YOUR INSTRUCTIONS ▸ An answer that reproduces all the entries exactly is what is needed.

Saved entries:
PR #244, opened 2025-02-04
Fix infinite loop

gogonzo:
closes https://github.com/insightsengineering/teal/issues/1474

Problem happens when two or more symbols occur in the same time on rhs and lhs. Due to this, `l` depends on `class` and `class` depends on `l`.

```r
  code <- "l <- list(a = 1, b = 2)
    class(l) <- c('new class', class(l))" # l depends on class and class depends on l
  q <- eval_code(qenv(), code)
  get_code(q, names = "l")
```

@donyunardi This was a serious bug and will require a new release. We can wait a little to the day when `teal` is going to be submitted to CRAN.

### DIFF
--- a/tests/testthat/test-qenv_get_code.R
+++ b/tests/testthat/test-qenv_get_code.R
@@ -951,3 +951,10 @@ testthat::test_that("original formatting and comments are preserved when express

FINISHED TASK ▸
PR #244, opened 2025-02-04
Fix infinite loop

gogonzo:
closes https://github.com/insightsengineering/teal/issues/1474

Problem happens when two or more symbols occur in the same time on rhs and lhs. Due to this, `l` depends on `class` and `class` depends on `l`.

```r
  code <- "l <- list(a = 1, b = 2)
    class(l) <- c('new class', class(l))" # l depends on class and class depends on l
  q <- eval_code(qenv(), code)
  get_code(q, names = "l")
```

@donyunardi This was a serious bug and will require a new release. We can wait a little to the day when `teal` is going to be submitted to CRAN.

### DIFF
--- a/tests/testthat/test-qenv_get_code.R
+++ b/tests/testthat/test-qenv_get_code.R
@@ -951,3 +951,10 @@ testthat::test_that("original formatting and comments are preserved when express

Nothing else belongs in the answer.